* _Brief_
Take the data below and copy exactly the lines starting at the one with "https://github.com/ECP-WarpX/impactx/pull/760" and finishing at the one with "https://github.com/conda-forge/impactx-feedstock/pull/41", both included.

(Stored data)
<<<<

PR #767, opened 2024-12-06
Draft of Python bindings for SmallMatrix objects

cemitch99:
This is a draft of possible bindings to support type conversions from Python `np.array` object to `amrex::SmallMatrix` object.  To support PR #743.


ax3l:
Implemented via https://github.com/AMReX-Codes/pyamrex/pull/399 :)

PR #771, opened 2024-12-12
Release: 24.12

cemitch99:
Prepare the December release of ImpactX.

Delay updating the AMReX and pyAMReX dependencies for now, pending:  
https://github.com/ECP-WarpX/impactx/pull/760
https://github.com/ECP-WarpX/impactx/issues/769


proy30 (approved):

EZoni (approved):

ax3l:
Hi, just FYI: CF release fails
https://github.com/conda-forge/impactx-feedstock/pull/41
because dependencies where not updated in this PR for pyAMReX & AMReX. See #733 for a template (or other earlier releases). The files that also needed a bump were:
- cmake/dependencies/ABLASTR.cmake
- cmake/dependencies/pyAMReX.cmake

ax3l:
We still need a `new_version.py` script or so to automate this step, so we can have a simple way to release (copied from WarpX so far in the docs but not yet implemented): https://impactx.readthedocs.io/en/latest/maintenance/release.html

cemitch99:
Hm.  We _intentionally_ had to skip updating the pyAMReX & AMReX dependencies for this release, because of some issues with Windows + GPU memory management on the AMReX side.  However, all the ImpactX tests pass in CI using the existing (previous) dependencies.

I didn't realize updating these dependencies was mandatory.  (Maybe these feedstock tests should be run before the release is published?)  Is there some way to keep the old dependencies on the `conda-forge` side?

ax3l:
Yes, we mostly keep the versions in sync to avoid subtle binary (ABI) incompatibilities that we have no CI and developer time for.

> some issues with Windows + GPU memory management on the AMReX side

Can you link those just for reference? Curious.

Note that we do not yet build packages for GPU on CF releases.

>  Is there some way to keep the old dependencies on the conda-forge side?

Yes, one can temporarily patch [ImpactX](https://github.com/ECP-WarpX/impactx/blob/24.12/cmake/dependencies/pyAMReX.cmake#L62) or [pyAMReX](https://github.com/AMReX-Codes/pyamrex/blob/b7ce2882c82a8c10e6831d47c1ea5fc4232591da/CMakeLists.txt#L236-L239) on CF, i.e., [this line](https://github.com/AMReX-Codes/pyamrex/blob/b7ce2882c82a8c10e6831d47c1ea5fc4232591da/CMakeLists.txt#L236-L239) is intentionally set to [COMPATIBILITY SameMinorVersion](https://cmake.org/cmake/help/latest/module/CMakePackageConfigHelpers.html#generating-a-package-version-file) and currently triggers the CF build release error in ImpactX 24.12 for CF:
```
...
CMake Error at cmake/dependencies/pyAMReX.cmake:62 (find_package):
  Could not find a configuration file for package "pyAMReX" that is
  compatible with requested version "24.10".

  The following configuration files were considered but not accepted:

    /home/conda/feedstock_root/build_artifacts/impactx_1734118488323/_h_env_placehold_placehold_placehold_placehold_placehold_placehold_placehold_placehold_placehold_placehold_placehold_placehold_placehold_placehold_placehold_placehold_placehold_placehold_pla/lib/cmake/pyAMReX/pyAMReXConfig.cmake, version: 24.12

Call Stack (most recent call first):
  cmake/dependencies/pyAMReX.cmake:81 (find_pyamrex)
  CMakeLists.txt:150 (include)


-- Configuring incomplete, errors occurred!
```

I recommend just patching the ImpactX line in https://github.com/ECP-WarpX/impactx/blob/24.12/cmake/dependencies/pyAMReX.cmake#L62

ax3l:
>  (Maybe these feedstock tests should be run before the release is published?)

That's a bit of a chicken-egg problem. We could do pre-releases to run though package managers (Spack, CF, etc.) and we do have general tests that build with the same compilers, but the exact release has to happen at some point.

All in all no big deal, we just need the release scripts I mentioned above to automate for us so we have an easier time and don´t need to remember such details :)

PR #772, opened 2024-12-17
Add defaults.py, Custom Step Values, and fix code in dashboard

proy30:
This PR accomplishes the following:

- **Relocates Hard-Coded Default Values to `defaults.py`**
  - Centralizes default values in a single file for easier access and modification.
- **Introduces Custom Step Count Values for Inputs**
  - Previously, all parameters used a default step count of 1, which was often suboptimal for scientific inputs. 
  - Now, it is possible for one parameter (ex: beta) to increment by 0.1 and another parameter (mlmg_relative_tolerance) to increment by 1e-12.

Additionally:
- **Adds missing __init __ files for CSR and Space Charge folders**
- **Fix bug which did not allow users to be able to run a simulation**
   - "name" parameter in a lattice element always held an error_message.
- **Fix matplotlib errors**
    - Two errors would appear (1) when simulation is ran (2) when phase space plot is selected to view:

>>>>

* _Completed task_
https://github.com/ECP-WarpX/impactx/pull/760
https://github.com/ECP-WarpX/impactx/issues/769


proy30 (approved):

EZoni (approved):

ax3l:
Hi, just FYI: CF release fails
https://github.com/conda-forge/impactx-feedstock/pull/41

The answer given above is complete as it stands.